别无选择的困局,反倒逼出了破釜沉舟的专注。我把职场当战场,啃业务文件到凌晨三点,拿项目案例当睡前故事,连给母亲打电话都在背越南语商务术语。那年秋天枫叶染红使馆区时,我接过了河内办事处副代表的任命书——这头衔是越南籍员工能触及的职场天花板,往上便是台湾高管的世袭领地。
原以为新岗位是镀金闲差,实则是场精心设计的社交围猎。
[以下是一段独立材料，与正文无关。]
PR #501, opened 2018-02-16
[FIX] purchase_discount: Handle case where taxes rounding is global

pedrobaeza:
In the case that taxes rounding is set to globally, Odoo requires again the line price unit, and currently ORM mixes values, so the only way to get a proper value is to overwrite that part, losing inheritability.

cc @Tecnativa

### DIFF
--- a/purchase_discount/README.rst
+++ b/purchase_discount/README.rst
@@ -21,7 +21,12 @@ Usage
 Known issues / Roadmap
 ======================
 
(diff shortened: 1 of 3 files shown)


jjscarafia (approved):
:+1: tested on runbut + code review

pedrobaeza:
Fast-tracking this one also and as the version has been changed in a previous PR that has been merged minutes ago, we avoid to change it 2 times.

PR #502, opened 2018-02-20
[9.0][FIX-MIG][product_by_supplier] Fix Migration

ivantodorovich:
This PR fixes some issues on 9.0:
- It was not possible to add supplier info from product form, because this module override the `default_product_tmpl_id` context (maybe in 8.0 odoo handled this differently)
- `product_tmpl_id` field was buggy on `supplierinfo.form`, because it was defining it when it was already there.

I suspect that this module had never been properly migrated from 8.0. It just had it's version changed.

---

ping @jjscarafia

### DIFF
--- a/product_by_supplier/views/product_supplierinfo_view.xml
+++ b/product_by_supplier/views/product_supplierinfo_view.xml
@@ -1,15 +1,5 @@
 <?xml version="1.0" encoding="UTF-8"?>
 <odoo>
-        <record id="product_template_form_view" model="ir.ui.view">
-            <field name="name">product.template.common.form</field>
-            <field name="model">product.template</field>
-            <field name="inherit_id" ref="product.product_template_form_view"/>
-            <field name="arch" type="xml">
-                <field name="seller_ids" position="attributes">
-                    <attribute name="context">{'from_product_form':True}</attribute>
-                </field>
-            </field>
-        </record>
 
         <record id="view_product_supplierinfo_search" model="ir.ui.view">
             <field name="name">product.supplierinfo.search</field>
@@ -56,11 +46,10 @@
             <field name="inherit_id" ref="product.product_supplierinfo_form_view"/>
             <field name="priority">99</field>
             <field name="arch" type="xml">
-                <xpath expr="//field[@name='product_name']" position="before">
-                    <field name="product_tmpl_id" string="Product"
-                    invisible="context.get('from_product_form')"
-                    required="not context.get('from_product_form')"/>
-                </xpath>
+                <field name="product_tmpl_id" position="replace"/>
+                <field name="product_id" position="before">
+                    <field name="product_tmpl_id" required="True" invisible="context.get('default_product_tmpl_id')"/>
+                </field>
             </field>
         </record>
 
--- a/product_by_supplier/views/product_supplierinfo_view.xml
+++ b/product_by_supplier/views/product_supplierinfo_view.xml
@@ -7,9 +7,9 @@
             <field name="arch" type="xml">
                 <search string="Product by Suppliers">
                     <field name="name" string="Supplier"/>
+                    <field name="product_tmpl_id" />
                     <field name="product_code" string="Supplier Product Code"/>
                     <field name="product_name" string="Supplier Product Name"/>
-                    <field name="product_tmpl_id" />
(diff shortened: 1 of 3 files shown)


ivantodorovich:
@pedrobaeza can you take a look at this? maybe add the needs review label?

ivantodorovich:
ping @leemannd , @Cedric-Pigeon

gurneyalex (approved):

leemannd (approved):

pedrobaeza (changes requested):
That's not the correct solution, as you are forcing to introduce again the template although coming from template itself via one2many. The solution is to have different views (you can do it with inheritance + primary view) for having the view in one2many without the field `product_tmpl_id`. In that case, Odoo will handle automatically that field (set by `inverse_name` attribute)

ivantodorovich:
Hi @pedrobaeza 

Thanks for your review!

I'm not sure I understand, though. Let me explain this changes.

On `v9` (as opposed to `v8`), the `product.template.common.form` already defines some context on the One2many field. So there's no need to hack into it. Besides, hacking it was removing the original context.

Also on `v9`, the `product.product_supplierinfo_form_view` already includes a `product_tmpl_id` field, so we can't add it anymore. Instead, I'm replacing it with our own.

That's all I did. Now, this module works almost like it did on `v8`.

--

I get that it's possible to achieve the same by defining a new view, inheriting the original but without extending it. If that where the case, instead of altering the one2many view, I'd define a new view for the action introduced by this module. It certainly is possible, but I don't get why is it needed or better than doing this.

product_by_supplier/views/product_supplierinfo_view.xml
```diff
@@ -56,11 +46,10 @@
...
             <field name="arch" type="xml">
-                <xpath expr="//field[@name='product_name']" position="before">
-                    <field name="product_tmpl_id" string="Product"
-                    invisible="context.get('from_product_form')"
-                    required="not context.get('from_product_form')"/>
-                </xpath>
+                <field name="product_tmpl_id" position="replace"/>
+                <field name="product_id" position="before">
+                    <field name="product_tmpl_id" required="True" invisible="context.get('default_product_tmpl_id')"/>
+                </field>
```
zaoral: @ivantodorovich 
I think that the field should not be replaced instead you could use a position="attributes" to add the new characteristic you need.

ivantodorovich: Hi @zaoral !

That was my initial intention. But the original location of the field on the view is not as good.
In fact, as in Odoo it's never shown, I think they never wasted a second thinking on the location, they've just placed it there.

zaoral:
> I get that it's possible to achieve the same by defining a new view, inheriting the original but without extending it. If that where the case, instead of altering the one2many view, I'd define a new view for the action introduced by this module. It certainly is possible, but I don't get why is it needed or better than doing this.

I agree, I think that if we need to show two different views one for o2m and another from the supplier.info form view then this should be added as a new issue and PR, but what is proposed here is to fix a problem with a buggy duplicated product_tmp_id field and a not needed context

product_by_supplier/views/product_supplierinfo_view.xml
zaoral: @ivantodorovich 

mmm.. ok I get it. The problem is that you want to move the location of the field.

First, I think that replace a field completly from a view specially if this one came from odoo addons directly is a delicate thing to do: I understand your claim but I think we should not replace the field IMHO. 

Sadly as far as I know we can't move a xml node (field) to another place in the view: if that is possible well would be perfect.

However, in this case, I have to agree with @pedrobaeza. The best option is create a new view (inherit from the original but explicitly set as primary in order to do not overwrite, only copy the complete view) will be the best approach, there you can replace the field and add what you like.

ivantodorovich:
@pedrobaeza @zaoral take a look now.

Instead of extending old views, we use new ones for the action introduced by this module.
Form view is actually inheriting original view, but it's set as primary so it doesn't affect original behaviour.

I have to agree it's 'cleaner' now. But still, this module was already inheriting views on `v8`. I've just wanted to fix a buggy behaviour from an incomplete migration.

pedrobaeza (approved):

我的工作日程本上写着冠冕堂皇的使命:"维护政企关系网络",翻开却是烫金的享乐指南:上午在五星级酒店 SPA陪局长夫人做精油按摩,下午拎着法国红酒去部长别墅喝茶,周末跟着佛教协会的太太们去寺庙烧香。某次陪一位中将夫人选翡翠手镯,她对着柜台里的玻璃种挑眉:"小芳啊,你看这水头,跟我家老郑工作一样透亮。"
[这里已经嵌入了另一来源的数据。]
PR #504, opened 2018-02-23
[10.0][IMP] Improove purchase_discount performance

### LINKED ISSUE #503: [10.0+] purchase_discount performance
Hi @pedrobaeza.

We've detected that aproving PO of many products takes to long and seams to be related to [this line](https://github.com/OCA/purchase-workflow/blob/10.0/purchase_discount/models/purchase_order.py#L87).

Do you remember why that is needed? We have comment it and it works ok. How can you get into an "infinite recursion"?

Just to let you know, we are not using this on v10, instead we have backported some improvements of v10 to v9, so perhups on v10 is not exactly the same but I guess it should be.

jjscarafia:
Close #503 
This state change is no longer needed because odoo has added this [line](https://github.com/odoo/odoo/blob/10.0/addons/purchase/models/purchase.py#L587)
Thanks @pedrobaeza for the quick explanation!

### DIFF
--- a/purchase_discount/__manifest__.py
+++ b/purchase_discount/__manifest__.py
@@ -10,7 +10,7 @@
               "Tecnativa, "
               "ACSONE SA/NV,"
               "Odoo Community Association (OCA)",
-    "version": "10.0.1.0.2",
+    "version": "10.0.1.0.3",
     "category": "Purchase Management",
     "depends": ["purchase"],
     "data": [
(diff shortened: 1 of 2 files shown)


pedrobaeza:
Please change module version number according https://github.com/OCA/maintainer-tools/blob/master/CONTRIBUTING.md#version-numbers

jjscarafia:
@pedrobaeza . Done!

pedrobaeza (approved):
I fast-track this as it has been proved in the issue and to avoid conflicts with the other PR.

PR #508, opened 2018-03-02
8.0 backport purchase triple discount

legalsylvain:
backport of purchase_triple_discount from 10.0 to 8.0.

only the commit 5f44013 is to review.

~~Note : before merging, check if e2c3748 has been removed. (add temporary dependency to https://github.com/OCA/account-invoicing/pull/361)~~

### DIFF
--- a/purchase_triple_discount/models/purchase_order.py
+++ b/purchase_triple_discount/models/purchase_order.py
@@ -1,0 +1,42 @@
+# -*- coding: utf-8 -*-
+# Copyright 2017 Tecnativa - David Vidal
+# License AGPL-3.0 or later (http://www.gnu.org/licenses/agpl).
+
+from odoo import api, fields, models
+from odoo.addons import decimal_precision as dp
+
+
+class PurchaseOrderLine(models.Model):
+    _inherit = "purchase.order.line"
+
+    @api.depends('discount2', 'discount3')
+    def _compute_amount(self):
+        super(PurchaseOrderLine, self)._compute_amount()
+
+    discount2 = fields.Float(
+        'Disc. 2 (%)',
+        digits=dp.get_precision('Discount'),
+        default=0.0,
+    )
+
+    discount3 = fields.Float(
+        'Disc. 3 (%)',
+        digits=dp.get_precision('Discount'),
+        default=0.0,
+    )
+
+    _sql_constraints = [
+        ('discount2_limit', 'CHECK (discount2 <= 100.0)',
+         'Discount 2 must be lower than 100%.'),
+        ('discount3_limit', 'CHECK (discount3 <= 100.0)',
+         'Discount 3 must be lower than 100%.'),
+    ]
+
+    def _get_discounted_price_unit(self):
+        price_unit = super(
+            PurchaseOrderLine, self)._get_discounted_price_unit()
+        if self.discount2:
+            price_unit *= (1 - self.discount2 / 100.0)
+        if self.discount3:
+            price_unit *= (1 - self.discount3 / 100.0)
+        return price_unit
--- a/purchase_triple_discount/models/purchase_order.py
+++ b/purchase_triple_discount/models/purchase_order.py
@@ -2,12 +2,18 @@
 # Copyright 2017 Tecnativa - David Vidal
 # License AGPL-3.0 or later (http://www.gnu.org/licenses/agpl).
 
-from odoo import api, fields, models
-from odoo.addons import decimal_precision as dp
+from openerp import api, fields, models
+from openerp.addons import decimal_precision as dp
 
 
 class PurchaseOrderLine(models.Model):
     _inherit = "purchase.order.line"
+
+    @api.model
+    def _calc_line_base_price(self, line):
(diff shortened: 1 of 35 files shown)


gurneyalex:
@legalsylvain  can you check the conflicts?

legalsylvain:
Hi @gurneyalex. 
done. I rebase. Should be green.
BTW weird thing : My PR was conflicting with po files present in an empty repository.  

See : https://github.com/OCA/purchase-workflow/tree/8.0/purchase_triple_discount

Note sure to understand why OCA transbot is creating PO files for unported module and so create new folders.

pedrobaeza:
In some moment, there was a branch under OCA organization that includes them. Do you push to OCA instead of grap in any moment?

legalsylvain:
> In some moment, there was a branch under OCA organization that includes them. Do you push to OCA instead of grap in any moment?

It's possible. I remember one time when I made an error on a git push. Not sure it was this repository. I deleted the incorrect branch on github but it could explain why transbot began to make its job.
Thanks.

legalsylvain:
Little up on that simple PR. CC : @chienandalu, @pedrobaeza 
(travis is red for unrelated reasons).

purchase_triple_discount/tests/test_purchase_discount.py
```diff
@@ -2,55 +2,19 @@
...
 
 class TestPurchaseOrder(common.SavepointCase):
 
     @classmethod
-    def setUpClass(cls):
-        super(TestPurchaseOrder, cls).setUpClass()
-        cls.partner = cls.env['res.partner'].create({
-            'name': 'Mr. Odoo',
-        })
-        cls.product1 = cls.env['product.product'].create({
```
pedrobaeza: Please don't remove these records by demo data, as demo data tend to change, and thus tests will fail with unexpected reasons.

purchase_triple_discount/models/purchase_order.py
```diff
@@ -32,11 +38,35 @@ def _compute_amount(self):
...
+            self, order, order_line, picking_id, group_id):
+        res = super(PurchaseOrder, self)._prepare_order_line_move(
+            order, order_line, picking_id, group_id)
+        for vals in res:
+            vals['price_unit'] = (vals.get('price_unit', 0.0) *
+                                  (1 - (order_line.discount2 / 100)) *
+                                  (1 - (order_line.discount3 / 100)))
+        return res
+
+#    def _get_discounted_price_unit(self):
```
pedrobaeza, line 65: Remove this

pedrobaeza (changes requested):

purchase_triple_discount/tests/test_purchase_discount.py
legalsylvain: Hi.

> as demo data tend to change

sorry, don't understand.

>  thus tests will fail with unexpected reasons

don't understand neither.

Well, a good pro for having demo data, is that the end user that test the module on runbot, on test env, can more easily test the module, without having to recreate all the data demo set.

pedrobaeza: Yes, keep both, but don't remove the creation of these records in these tests

purchase_triple_discount/models/purchase_order.py
legalsylvain: done.

purchase_triple_discount/tests/test_purchase_discount.py
legalsylvain: I understand what you ask @pedrobaeza but not why. Could you simply explain the reason or the use case that makes interesting keeping 40 lines of python code ?

pedrobaeza: Standard demo data changes over versions, and you are relying on that ones for the test. Keeping isolated base data for tests prevents you for having to change demo data + tests for making tests to work.

legalsylvain: @pedrobaeza . this is a port. this code will never be ported in V8> version. Thanks.

pedrobaeza: OK, but please take it into account for other modules

pedrobaeza:
Please check why Travis is red

legalsylvain:
Hi @pedrobaeza,

- These was conflict due to the merge of the recent PR : #560. (pot conflict) --> Solved.

- Travis was red because the module backported purchase_triple_discount breaks the existing module purchase_supplier_rounding_method (due to the fact that both inherit of same function and the order is not predictive). --> Solved, adding a glue module that fixes the problem.

Hope all is good now. #MakeTravisGreenAgain.

Thanks for the review !

purchase_triple_discount/models/purchase_order.py
legalsylvain: Note : should be done upstream, as it is a backport.

legalsylvain:
@pedrobaeza, I took into account your remarks. Could you update your review ? 
thanks !

pedrobaeza (approved):

gurneyalex (approved):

官太太圈是个镶着金边的名利场。这些从副局长以上家庭走出的女人,脸上的玻尿酸打得比城墙还厚,香奈儿套装的褶皱里都透着优越感。有位交通部长夫人总爱抚摸手腕上的和田玉镯:"我家老赵啊,管着全国的高速公路,这镯子可是滇缅边境的老坑料。"说这话时,她眼角的细纹都扬着"男人打天下,女人管男人"的得意。
最叫人头疼的是她们的"塑料姊妹情"。表面上互相挽着胳膊逛奢侈品店,背地里却像后宫嫔妃般较劲。某次慈善晚宴,教育局长夫人故意撞翻了财政厅长太太的香槟塔,嘴里却娇滴滴道歉:"哎呀,都怪这双 CL红底鞋,跟我家老王新建的教学楼一样,太抢眼了。"我站在旁边,看着她们涂着 CL#154的嘴唇咧开假笑,突然想起母亲在菜市场跟人抢特价白菜的模样——只是这里的刀光剑影藏在钻石耳钉后面。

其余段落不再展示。